Tariffs and People with Disabilities

Trump’s proposal to impose tariffs on imported pharmaceutical products is more than bad policy. It’s a direct hit to people with disabilities who already navigate a healthcare system full of landmines.
These proposed tariffs won’t improve access. They won’t magically create domestic manufacturing capacity. They will raise prices and limit the supply of the medications that keep millions of disabled people alive and functional — especially insulin, heparin, and generic drugs.
Insulin: Already Too Expensive, Now Potentially Pricier
Let’s start with insulin.
People with Type 1 diabetes, like me, do not produce insulin. We will die without an outside source of insulin. That’s not an exaggeration; that is medical reality. Many Type 2 diabetics are also insulin-dependent. Trump’s proposal would impose tariffs on imported insulin, a huge portion of the U.S. supply. This would raise prices in a market that already gouges patients. You might be thinking, “Didn’t Biden pass a $35 per month cap on insulin?” Unfortunately, that wasn’t for all insulin, and it only helps people with insurance who are injecting insulin directly and not using insulin pumps, a tool that reduces diabetic complications and costs.
In 2023, the average list price for a month’s supply of insulin was over $300 without insurance. The exact same insulin in Canada is under $30 USD, one-tenth the price. price. Many type 1 diabetics ration insulin, a dangerous and life-threatening behavior caused by lack of access, not lack of responsibility. Don’t even get me started on the fact that if you walk into an ER and ask for insulin to prevent kidney damage, security will escort you out. If you wait until your kidneys are damaged from lack of insulin and go to the ER, you automatically qualify for Medicare and a $250,000 kidney transplant. The perverse nature of the opposite sides of this coin was the central theme for my MBA thesis which focused on health care management.
TL;DR: Tariffs will hit disabled people the hardest. We can’t just “shop around” for an alternative. We can’t substitute something else. We can’t wait for the market to stabilize. Our bodies don’t work that way. Delayed or reduced insulin can cause diabetic ketoacidosis in hours, with hospitalization or death coming shortly after that.
Heparin and Penicillan: No U.S. Supply, No Safety Net
Now let’s talk about heparin. Most Americans probably don’t know what it is unless they’ve been hospitalized. People with clotting disorders, those receiving dialysis, and many surgical patients depend on heparin to prevent deadly blood clots. One-third of people hospitalized in the US receive heparin every year, about 12 million people. Heparin costs under $1 USD per dose.
The U.S. imports the vast majority of its heparin from China because heparin comes from pigs, and China is the world’s largest pork producer. There is no meaningful US-based production of heparin. There’s also no way to flip a switch and make it happen quickly.
The proposed tariffs on penicillin would raise the price of one of the most widely used and oldest antibiotics, affecting both availability and cost for patients and healthcare providers. The United States currently imports 80 % of its penicillin from China, which has lower costs and fewer environmental restrictions. Reinstating domestic production is not a quick or easy fix. There is a years-long factory setup timeline, and a very small number of facilities in the US currently capable of manufacturing antibiotics. The increased costs from tariffs could lead to shortages, especially in low-income and rural areas, and strain safety-net healthcare systems that rely on low-cost generics. This would reverse decades of progress in infectious disease management and create a ripple effect across hospital formularies and outpatient treatment protocols.
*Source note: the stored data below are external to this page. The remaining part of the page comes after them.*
PR #1860, opened 2017-08-22
[WIP] Outline what we'll do for saving

rgbkrk:
This brings over @captainsafia's work in #1147 and hopefully finishes up our document, kernel, and app lifecycle.

I've put in the same hacky thing I did in the main thread to set a module level global variable `totallyExit`. This misses quite a few bits though:

* kernels need to be properly cleaned up
  * connection file
  * the underlying kernel process and its own children
  * all connections
* we must wait for the save and give feedback for each of the edge cases
  * file hasn't been saved yet (have to do saveAs)
  * file can't be saved (permissions), need to try to save somewhere else or generally give the user a way out

I'm thinking about having specific `SAVE_AND_QUIT` and `FULLY_QUIT` actions with associated epics.

### DIFF
--- a/src/main/launch.js
+++ b/src/main/launch.js
@@ -39,6 +39,7 @@ export function launch(filename) {
   let actuallyExit = false;
 
   win.on("close", e => {
+    actuallyExit = true;
     if (!actuallyExit) {
       e.preventDefault();
       dialog.showMessageBox(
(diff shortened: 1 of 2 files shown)


rgbkrk:
@lgeiger did you already finish off parts of this?

lgeiger:
> @lgeiger did you already finish off parts of this?

I haven't touched any of the specific points listed here, but I did implement a reliable "unsaved indicator". If there is unsaved content, users are now prompted if they really want to quit.

It solves the same problem, but in the most basic/simple way possible.

rgbkrk:
Oh ok, I'll close this for now. We do need to revisit kernel cleanup as it isn't done quite properly yet.

PR #1866, opened 2017-08-27
VDOM

rgbkrk:
Bringing back the vdom mimetype from #1212.

This is (mostly) good to go. Quick demo:

gametime

Problems to fix:

* [x] ~On save, for some reason the `children` array is empty. This is completely confusing behavior considering that it's getting into the component when displayed like normal. Initial digging shows this in the state tree, at least while being deserialized.~ objectToReact is mutative
* [x] ~Invalid attributes will completely break the whole notebook, not at the `createElement` stage but at `ReactDOM.render`, which can't be caught in the component (we can use a safelist though).~ Turns out they're just warnings, I broke something else

### DIFF
--- a/packages/transform-vdom/src/index.js
+++ b/packages/transform-vdom/src/index.js
@@ -3,6 +3,8 @@ import React from "react";
 
 import { objectToReactElement } from "./object-to-react";
 
+const cloneDeep = require("lodash").cloneDeep;
+
 type Props = {
   data: Object
 };
@@ -17,7 +19,9 @@ export default class VDOM extends React.Component {
 
   render(): ?React.Element<any> {
     try {
-      return objectToReactElement(this.props.data);
+      // objectToReactElement is mutatitve so we'll clone our object
+      var obj = cloneDeep(this.props.data);
+      return objectToReactElement(obj);
     } catch (err) {
       return (
         <div>
--- a/packages/transform-vdom/src/index.js
+++ b/packages/transform-vdom/src/index.js
@@ -2,8 +2,7 @@
 import React from "react";
 
 import { objectToReactElement } from "./object-to-react";
-
-const cloneDeep = require("lodash").cloneDeep;
+import { cloneDeep } from "lodash";
 
 type Props = {
   data: Object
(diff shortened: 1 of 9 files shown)


rgbkrk:
Branch is worth trying out at least!

rgbkrk:
Figured it out, object-to-react is mutative.

rgbkrk:
I've updated the spec here to be:

```js
{
  tagName: string, // Must be an HTML tag
  attributes: Object, // attributes must be valid for setting on the element,
  children: Array<VDOMEl>,
}
```

This is to me a little more agnostic of React (the implementation here) and match more closely the language within the DOM.

packages/transform-vdom/src/index.js
```diff
@@ -0,0 +1,38 @@
+/* @flow */
+import React from "react";
+
+import { objectToReactElement } from "./object-to-react";
+
+const cloneDeep = require("lodash").cloneDeep;
```
peggyrayzis: `import { cloneDeep } from 'lodash'` to keep it consistent

packages/transform-vdom/src/index.js
```diff
@@ -0,0 +1,38 @@
...
+
+type Props = {
+  data: Object
+};
+
+export default class VDOM extends React.Component {
+  props: Props;
+  static MIMETYPE = "application/vdom.v1+json";
+
+  shouldComponentUpdate(nextProps: Props): boolean {
```
peggyrayzis, line 15: do we need the sCU check since there's only one prop?

packages/transform-vdom/src/index.js
```diff
@@ -0,0 +1,38 @@
...
+    return nextProps.data !== this.props.data;
+  }
+
+  render(): ?React.Element<any> {
```
peggyrayzis: I dont think this will ever be null so we can do `React.Element<*>`

willingc (approved):

peggyrayzis (changes requested):
some minor changes but this looks awesome 🎉

packages/transform-vdom/src/index.js
rgbkrk: We don't want this to call the `objectToReact` function repetitively (since I know that our components are not very perf optimized). Seemed like a simple quick check.

peggyrayzis: 👍

peggyrayzis (approved):
thanks for making those changes, I think this is ready to go! 😀

PR #1868, opened 2017-08-28
fix(notebook): Throttle the save event to prevent too many notifications

### LINKED ISSUE #1865: Debounce "Save" keyboard shortcut
I think we may need to debounce the Ctrl+S/Cmd+S shortcuts ? I hold the key down a second longer and I get this -

image

Also, where can I see the notebook name?

Madhu94:
Closes #1865.

I set a 2s interval because that's what we use for ``autoDismiss`` property passed to react-notification-system.

### DIFF
--- a/src/notebook/menu.js
+++ b/src/notebook/menu.js
@@ -5,6 +5,8 @@ import * as path from "path";
 
 import * as fs from "fs";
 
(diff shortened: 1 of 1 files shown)


rgbkrk:
:cool:, let's go with it.

PR #1872, opened 2017-09-03
Add prettier npm script

lgeiger:
This adds a npm script to make it easier to run prettier on all relevant files.

If we want to ensure to have the latest version of prettier, we could also use [`prettier-greenkeeper`](https://github.com/lgeiger/prettier-greenkeeper) to run prettier on CI whenever a new version is released.

### DIFF
--- a/esdoc.json
+++ b/esdoc.json
@@ -1,5 +1,5 @@
 {
-    "source": "./src",
-    "destination": "./docs/",
-    "lint": true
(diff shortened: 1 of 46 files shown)


rgbkrk:
Thanks! ✨

rgbkrk:
I'd be fine with prettier greenkeeper.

The impact of tariffs on penicillin is exacerbated by reduced research funding for new classes of antibiotics. Most pharmaceutical companies have abandoned antibiotic development because it is costly, time-consuming, and does not have a high profit margin like Ozempic or biologics that patients are on indefinitely. As resistance to older antibiotics increases, the lack of investment in alternatives results in fewer backup options when penicillin becomes inaccessible or ineffective. This leaves clinicians with limited tools to treat common infections, heightening the risk of complications, hospitalizations, and even death. The combination of supply chain disruptions, economic policy decisions, and a stalled drug pipeline creates a significant vulnerability in the public health system.
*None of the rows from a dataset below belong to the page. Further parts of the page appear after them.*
PR #1876, opened 2017-09-06
list basic papermill metadata in notebook preview

rgbkrk:
Preview:

screen shot 2017-09-06 at 11 46 49 pm

/cc @mpacer @ewmassey

### DIFF
--- a/packages/notebook-preview/src/code-cell.js
+++ b/packages/notebook-preview/src/code-cell.js
@@ -78,8 +78,11 @@ class CodeCell extends React.PureComponent<Props> {
   }
 
   render(): ?React$Element<any> {
+    const running =
+      this.props.running ||
+      this.props.cell.getIn(["metadata", "papermill", "status"]) === "running";
     return (
-      <div className={this.props && this.props.running ? "cell-running" : ""}>
+      <div className={running ? "cell-running" : ""}>
         <PapermillView
           {...this.props.cell
             .getIn(["metadata", "papermill"], ImmutableMap())
@@ -89,7 +92,7 @@ class CodeCell extends React.PureComponent<Props> {
           <div className="input-container">
             <Inputs
               executionCount={this.props.cell.get("execution_count")}
-              running={this.props.running}
+              running={running}
             />
             <Editor
               completion
--- a/packages/notebook-preview/src/code-cell.js
+++ b/packages/notebook-preview/src/code-cell.js
@@ -22,6 +22,38 @@ type Props = {
   sourceHidden: boolean
 };
 
+type PapermillMetadata = {
+  status?: "pending" | "running" | "completed"
+  // TODO: Acknowledge / use other papermill metadata
+};
+
+const PapermillView = (props: PapermillMetadata) => {
+  if (!props.status) {
+    return null;
+  }
+
+  if (props.status === "running") {
+    return (
+      <div
+        style={{
+          width: "100%",
+          backgroundColor: "#e8f2ff",
+          paddingLeft: "10px",
+          paddingTop: "1em",
+          paddingBottom: "1em",
+          paddingRight: "0",
+          marginRight: "0",
+          boxSizing: "border-box"
+        }}
+      >
+        Executing with Papermill...
+      </div>
+    );
+  }
+
+  return null;
+};
+
 class CodeCell extends React.PureComponent<Props> {
   static defaultProps = {
     running: false,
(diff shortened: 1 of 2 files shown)


mpacer:
I don't see the Papermill metadata or is it just "Executing with Papermill" bit?

packages/notebook-preview/src/code-cell.js
```diff
@@ -48,6 +80,11 @@ class CodeCell extends React.PureComponent<Props> {
   render(): ?React$Element<any> {
     return (
       <div className={this.props && this.props.running ? "cell-running" : ""}>
+        <PapermillView
+          {...this.props.cell
+            .getIn(["metadata", "papermill"], ImmutableMap())
```
rgbkrk: Here's where the papermill metadata gets passed through (if it exists in the notebook).

packages/notebook-preview/src/code-cell.js
```diff
@@ -22,6 +22,38 @@ type Props = {
...
+          paddingLeft: "10px",
+          paddingTop: "1em",
+          paddingBottom: "1em",
+          paddingRight: "0",
+          marginRight: "0",
+          boxSizing: "border-box"
+        }}
+      >
+        Executing with Papermill...
+      </div>
```
rgbkrk, line 50: When a cell's `metadata.papermill.status` is set to `running`, we display this "banner" above a cell.

rgbkrk:
I commented inline, though you'll probably have to read them in the order I posted them rather than right at the file with the github comments.

I used the metadata from https://github.com/nteract/papermill/pull/32 to prototype this.

mpacer:
In a slightly different prototype, could you give an example of what the banner would look like in the case where one cell has been completely run, one of the middle cells with code has not yet completed execution and a third cell has not had its message dispatched? Those seem to be the three kinds of state that need to be expressed in order to give people an idea of the execution sequence (as exhibited by the difference between the status metadata values "pending", "running" and "completed").

The current prototype suggests that all of the cells have been run and so it's not clear what "Executing with Papermill…" entails. 

Is it the first cell that is currently being executed? Then why haven't the outputs from the later cells been cleared and why do the later cells have execution counts? 

If it is indicating that some of the cells are being executed… which cells are in the process of execution? 

If all the cells have already been executed, why does it still display the banner at all? Is it merely stating that the execution was organised by papermill rather than via a standard notebook UI?

rgbkrk:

Tariffs don’t build factories or capacity. What they do is create supply shortages, drive up prices, and send ripples through the health system, delaying procedures or reducing the availability of life-saving care. If you are one of the 12 million people in the us who needs heparin to avoid dying, you don’t have the option to wait out a global trade standoff.
Generics
Generic medications are the affordable backbone of disability healthcare in the U.S. American doctors use generics to treat seizures, psychiatric conditions, chronic pain, high blood pressure, and infections. For many of us, switching to a brand-name drug is not just unaffordable, it’s impossible. Insurance plans often won’t cover the brand name if a generic exists, and pharmacies may not carry alternatives if tariffs create regional shortages.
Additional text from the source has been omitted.